# [EXERCISE DIRECTIONS]
Repeat the entries exactly. Leave nothing out.

(INFORMATION SHOWN)

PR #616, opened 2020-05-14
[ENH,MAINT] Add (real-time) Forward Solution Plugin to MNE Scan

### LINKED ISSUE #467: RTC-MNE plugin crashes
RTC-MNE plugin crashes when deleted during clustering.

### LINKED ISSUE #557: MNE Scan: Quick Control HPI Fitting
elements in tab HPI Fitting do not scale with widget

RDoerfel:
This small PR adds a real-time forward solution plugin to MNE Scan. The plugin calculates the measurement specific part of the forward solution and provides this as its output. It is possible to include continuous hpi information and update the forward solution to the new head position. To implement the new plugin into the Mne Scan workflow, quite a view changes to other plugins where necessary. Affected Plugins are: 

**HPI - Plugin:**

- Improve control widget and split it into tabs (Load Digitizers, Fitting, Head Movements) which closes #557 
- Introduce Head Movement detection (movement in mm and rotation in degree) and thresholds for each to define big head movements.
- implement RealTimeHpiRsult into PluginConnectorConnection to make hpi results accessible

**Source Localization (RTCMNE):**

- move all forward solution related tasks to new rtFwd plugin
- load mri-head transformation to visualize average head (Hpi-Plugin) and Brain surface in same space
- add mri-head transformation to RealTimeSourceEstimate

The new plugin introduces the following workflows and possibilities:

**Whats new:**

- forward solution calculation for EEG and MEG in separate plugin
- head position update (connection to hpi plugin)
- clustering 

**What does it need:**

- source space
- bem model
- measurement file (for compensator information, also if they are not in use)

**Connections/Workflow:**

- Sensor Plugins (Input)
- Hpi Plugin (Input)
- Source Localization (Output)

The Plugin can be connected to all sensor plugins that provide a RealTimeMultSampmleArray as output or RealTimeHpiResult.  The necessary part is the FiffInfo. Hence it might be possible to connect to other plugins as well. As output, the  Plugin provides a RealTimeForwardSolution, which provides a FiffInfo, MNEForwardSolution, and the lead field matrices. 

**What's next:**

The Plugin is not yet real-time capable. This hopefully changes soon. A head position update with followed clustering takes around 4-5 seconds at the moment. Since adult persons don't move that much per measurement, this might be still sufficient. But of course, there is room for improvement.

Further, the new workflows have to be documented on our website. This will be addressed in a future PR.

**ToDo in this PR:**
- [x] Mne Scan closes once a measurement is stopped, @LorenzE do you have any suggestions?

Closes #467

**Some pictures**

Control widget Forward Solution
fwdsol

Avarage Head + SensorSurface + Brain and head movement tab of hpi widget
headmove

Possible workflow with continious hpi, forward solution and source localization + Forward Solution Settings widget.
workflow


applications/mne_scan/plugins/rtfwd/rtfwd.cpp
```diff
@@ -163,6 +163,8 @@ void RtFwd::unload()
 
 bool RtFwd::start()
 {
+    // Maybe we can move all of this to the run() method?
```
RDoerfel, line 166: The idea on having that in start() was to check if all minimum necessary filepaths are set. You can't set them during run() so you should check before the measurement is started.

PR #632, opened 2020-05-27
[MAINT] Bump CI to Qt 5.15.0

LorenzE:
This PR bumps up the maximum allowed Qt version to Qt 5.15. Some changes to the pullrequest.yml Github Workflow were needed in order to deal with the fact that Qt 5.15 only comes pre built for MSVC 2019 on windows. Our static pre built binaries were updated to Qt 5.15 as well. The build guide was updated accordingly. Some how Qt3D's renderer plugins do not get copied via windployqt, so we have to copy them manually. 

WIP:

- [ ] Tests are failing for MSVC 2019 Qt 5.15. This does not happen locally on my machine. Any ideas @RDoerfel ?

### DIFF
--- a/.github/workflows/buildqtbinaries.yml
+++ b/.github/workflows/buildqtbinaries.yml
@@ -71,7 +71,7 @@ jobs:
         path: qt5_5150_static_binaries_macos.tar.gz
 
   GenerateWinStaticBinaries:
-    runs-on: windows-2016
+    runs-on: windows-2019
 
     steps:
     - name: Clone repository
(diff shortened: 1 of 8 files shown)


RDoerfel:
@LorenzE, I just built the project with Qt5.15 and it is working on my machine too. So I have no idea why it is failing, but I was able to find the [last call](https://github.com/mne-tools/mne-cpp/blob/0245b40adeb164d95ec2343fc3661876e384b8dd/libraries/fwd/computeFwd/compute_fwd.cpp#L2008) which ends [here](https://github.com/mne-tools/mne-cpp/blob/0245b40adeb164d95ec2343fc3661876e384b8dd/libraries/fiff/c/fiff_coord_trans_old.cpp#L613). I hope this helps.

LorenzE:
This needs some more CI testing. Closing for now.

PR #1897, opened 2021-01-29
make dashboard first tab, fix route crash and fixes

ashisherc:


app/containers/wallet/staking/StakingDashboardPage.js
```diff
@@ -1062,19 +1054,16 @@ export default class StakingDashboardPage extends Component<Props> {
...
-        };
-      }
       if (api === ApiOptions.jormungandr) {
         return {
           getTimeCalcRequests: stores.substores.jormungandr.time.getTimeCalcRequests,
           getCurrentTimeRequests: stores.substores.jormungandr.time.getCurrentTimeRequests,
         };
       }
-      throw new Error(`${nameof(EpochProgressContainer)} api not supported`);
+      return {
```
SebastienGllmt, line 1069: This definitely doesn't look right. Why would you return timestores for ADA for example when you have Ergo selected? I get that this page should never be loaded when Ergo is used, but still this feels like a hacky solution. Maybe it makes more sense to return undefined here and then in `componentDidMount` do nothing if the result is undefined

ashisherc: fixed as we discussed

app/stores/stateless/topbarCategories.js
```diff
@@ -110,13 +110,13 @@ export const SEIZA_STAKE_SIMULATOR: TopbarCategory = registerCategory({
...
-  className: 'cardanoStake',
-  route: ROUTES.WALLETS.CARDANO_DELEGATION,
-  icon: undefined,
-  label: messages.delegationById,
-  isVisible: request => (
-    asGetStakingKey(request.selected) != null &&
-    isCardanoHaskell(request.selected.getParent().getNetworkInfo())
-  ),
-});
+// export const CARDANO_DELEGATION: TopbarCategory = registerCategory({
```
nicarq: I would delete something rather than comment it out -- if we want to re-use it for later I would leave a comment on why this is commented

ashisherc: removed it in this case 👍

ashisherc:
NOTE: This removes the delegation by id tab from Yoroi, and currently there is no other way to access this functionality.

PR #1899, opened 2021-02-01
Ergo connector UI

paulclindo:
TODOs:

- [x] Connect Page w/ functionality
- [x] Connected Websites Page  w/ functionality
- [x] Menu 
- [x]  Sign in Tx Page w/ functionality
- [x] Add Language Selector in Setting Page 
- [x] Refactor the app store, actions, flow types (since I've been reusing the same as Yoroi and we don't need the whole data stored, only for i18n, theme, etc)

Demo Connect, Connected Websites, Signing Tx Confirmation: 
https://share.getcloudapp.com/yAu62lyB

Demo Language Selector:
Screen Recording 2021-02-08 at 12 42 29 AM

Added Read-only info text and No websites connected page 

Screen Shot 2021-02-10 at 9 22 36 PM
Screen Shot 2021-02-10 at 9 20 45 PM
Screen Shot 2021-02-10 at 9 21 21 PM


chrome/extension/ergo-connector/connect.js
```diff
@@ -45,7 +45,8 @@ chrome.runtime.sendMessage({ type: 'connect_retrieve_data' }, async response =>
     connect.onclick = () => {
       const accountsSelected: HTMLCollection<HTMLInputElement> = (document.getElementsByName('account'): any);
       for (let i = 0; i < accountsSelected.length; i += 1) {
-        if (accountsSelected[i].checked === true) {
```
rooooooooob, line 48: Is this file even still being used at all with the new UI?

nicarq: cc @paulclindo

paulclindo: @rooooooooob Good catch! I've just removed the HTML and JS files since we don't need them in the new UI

(End INFORMATION SHOWN)

# [OUTPUT]
PR #616, opened 2020-05-14
[ENH,MAINT] Add (real-time) Forward Solution Plugin to MNE Scan

### LINKED ISSUE #467: RTC-MNE plugin crashes
RTC-MNE plugin crashes when deleted during clustering.

### LINKED ISSUE #557: MNE Scan: Quick Control HPI Fitting
elements in tab HPI Fitting do not scale with widget

RDoerfel:
This small PR adds a real-time forward solution plugin to MNE Scan. The plugin calculates the measurement specific part of the forward solution and provides this as its output. It is possible to include continuous hpi information and update the forward solution to the new head position. To implement the new plugin into the Mne Scan workflow, quite a view changes to other plugins where necessary. Affected Plugins are: 

**HPI - Plugin:**

- Improve control widget and split it into tabs (Load Digitizers, Fitting, Head Movements) which closes #557 
- Introduce Head Movement detection (movement in mm and rotation in degree) and thresholds for each to define big head movements.
- implement RealTimeHpiRsult into PluginConnectorConnection to make hpi results accessible

**Source Localization (RTCMNE):**

- move all forward solution related tasks to new rtFwd plugin
- load mri-head transformation to visualize average head (Hpi-Plugin) and Brain surface in same space
- add mri-head transformation to RealTimeSourceEstimate

The new plugin introduces the following workflows and possibilities:

**Whats new:**

- forward solution calculation for EEG and MEG in separate plugin
- head position update (connection to hpi plugin)
- clustering 

**What does it need:**

- source space
- bem model
- measurement file (for compensator information, also if they are not in use)

**Connections/Workflow:**

- Sensor Plugins (Input)
- Hpi Plugin (Input)
- Source Localization (Output)

The Plugin can be connected to all sensor plugins that provide a RealTimeMultSampmleArray as output or RealTimeHpiResult.  The necessary part is the FiffInfo. Hence it might be possible to connect to other plugins as well. As output, the  Plugin provides a RealTimeForwardSolution, which provides a FiffInfo, MNEForwardSolution, and the lead field matrices. 

**What's next:**

The Plugin is not yet real-time capable. This hopefully changes soon. A head position update with followed clustering takes around 4-5 seconds at the moment. Since adult persons don't move that much per measurement, this might be still sufficient. But of course, there is room for improvement.

Further, the new workflows have to be documented on our website. This will be addressed in a future PR.

**ToDo in this PR:**
- [x] Mne Scan closes once a measurement is stopped, @LorenzE do you have any suggestions?

Closes #467

**Some pictures**

Control widget Forward Solution
fwdsol

Avarage Head + SensorSurface + Brain and head movement tab of hpi widget
headmove

Possible workflow with continious hpi, forward solution and source localization + Forward Solution Settings widget.
workflow


applications/mne_scan/plugins/rtfwd/rtfwd.cpp
```diff
@@ -163,6 +163,8 @@ void RtFwd::unload()
 
 bool RtFwd::start()
 {
+    // Maybe we can move all of this to the run() method?
```
RDoerfel, line 166: The idea on having that in start() was to check if all minimum necessary filepaths are set. You can't set them during run() so you should check before the measurement is started.

PR #632, opened 2020-05-27
[MAINT] Bump CI to Qt 5.15.0

LorenzE:
This PR bumps up the maximum allowed Qt version to Qt 5.15. Some changes to the pullrequest.yml Github Workflow were needed in order to deal with the fact that Qt 5.15 only comes pre built for MSVC 2019 on windows. Our static pre built binaries were updated to Qt 5.15 as well. The build guide was updated accordingly. Some how Qt3D's renderer plugins do not get copied via windployqt, so we have to copy them manually. 

WIP:

- [ ] Tests are failing for MSVC 2019 Qt 5.15. This does not happen locally on my machine. Any ideas @RDoerfel ?

### DIFF
--- a/.github/workflows/buildqtbinaries.yml
+++ b/.github/workflows/buildqtbinaries.yml
@@ -71,7 +71,7 @@ jobs:
         path: qt5_5150_static_binaries_macos.tar.gz
 
   GenerateWinStaticBinaries:
-    runs-on: windows-2016
+    runs-on: windows-2019
 
     steps:
     - name: Clone repository
(diff shortened: 1 of 8 files shown)


RDoerfel:
@LorenzE, I just built the project with Qt5.15 and it is working on my machine too. So I have no idea why it is failing, but I was able to find the [last call](https://github.com/mne-tools/mne-cpp/blob/0245b40adeb164d95ec2343fc3661876e384b8dd/libraries/fwd/computeFwd/compute_fwd.cpp#L2008) which ends [here](https://github.com/mne-tools/mne-cpp/blob/0245b40adeb164d95ec2343fc3661876e384b8dd/libraries/fiff/c/fiff_coord_trans_old.cpp#L613). I hope this helps.

LorenzE:
This needs some more CI testing. Closing for now.

PR #1897, opened 2021-01-29
make dashboard first tab, fix route crash and fixes

ashisherc:


app/containers/wallet/staking/StakingDashboardPage.js
```diff
@@ -1062,19 +1054,16 @@ export default class StakingDashboardPage extends Component<Props> {
...
-        };
-      }
       if (api === ApiOptions.jormungandr) {
         return {
           getTimeCalcRequests: stores.substores.jormungandr.time.getTimeCalcRequests,
           getCurrentTimeRequests: stores.substores.jormungandr.time.getCurrentTimeRequests,
         };
       }
-      throw new Error(`${nameof(EpochProgressContainer)} api not supported`);
+      return {
```
SebastienGllmt, line 1069: This definitely doesn't look right. Why would you return timestores for ADA for example when you have Ergo selected? I get that this page should never be loaded when Ergo is used, but still this feels like a hacky solution. Maybe it makes more sense to return undefined here and then in `componentDidMount` do nothing if the result is undefined

ashisherc: fixed as we discussed

app/stores/stateless/topbarCategories.js
```diff
@@ -110,13 +110,13 @@ export const SEIZA_STAKE_SIMULATOR: TopbarCategory = registerCategory({
...
-  className: 'cardanoStake',
-  route: ROUTES.WALLETS.CARDANO_DELEGATION,
-  icon: undefined,
-  label: messages.delegationById,
-  isVisible: request => (
-    asGetStakingKey(request.selected) != null &&
-    isCardanoHaskell(request.selected.getParent().getNetworkInfo())
-  ),
-});
+// export const CARDANO_DELEGATION: TopbarCategory = registerCategory({
```
nicarq: I would delete something rather than comment it out -- if we want to re-use it for later I would leave a comment on why this is commented

ashisherc: removed it in this case 👍

ashisherc:
NOTE: This removes the delegation by id tab from Yoroi, and currently there is no other way to access this functionality.

PR #1899, opened 2021-02-01
Ergo connector UI

paulclindo:
TODOs:

- [x] Connect Page w/ functionality
- [x] Connected Websites Page  w/ functionality
- [x] Menu 
- [x]  Sign in Tx Page w/ functionality
- [x] Add Language Selector in Setting Page 
- [x] Refactor the app store, actions, flow types (since I've been reusing the same as Yoroi and we don't need the whole data stored, only for i18n, theme, etc)

Demo Connect, Connected Websites, Signing Tx Confirmation: 
https://share.getcloudapp.com/yAu62lyB

Demo Language Selector:
Screen Recording 2021-02-08 at 12 42 29 AM

Added Read-only info text and No websites connected page 

Screen Shot 2021-02-10 at 9 22 36 PM
Screen Shot 2021-02-10 at 9 20 45 PM
Screen Shot 2021-02-10 at 9 21 21 PM


chrome/extension/ergo-connector/connect.js
```diff
@@ -45,7 +45,8 @@ chrome.runtime.sendMessage({ type: 'connect_retrieve_data' }, async response =>
     connect.onclick = () => {
       const accountsSelected: HTMLCollection<HTMLInputElement> = (document.getElementsByName('account'): any);
       for (let i = 0; i < accountsSelected.length; i += 1) {
-        if (accountsSelected[i].checked === true) {
```
rooooooooob, line 48: Is this file even still being used at all with the new UI?

nicarq: cc @paulclindo

paulclindo: @rooooooooob Good catch! I've just removed the HTML and JS files since we don't need them in the new UI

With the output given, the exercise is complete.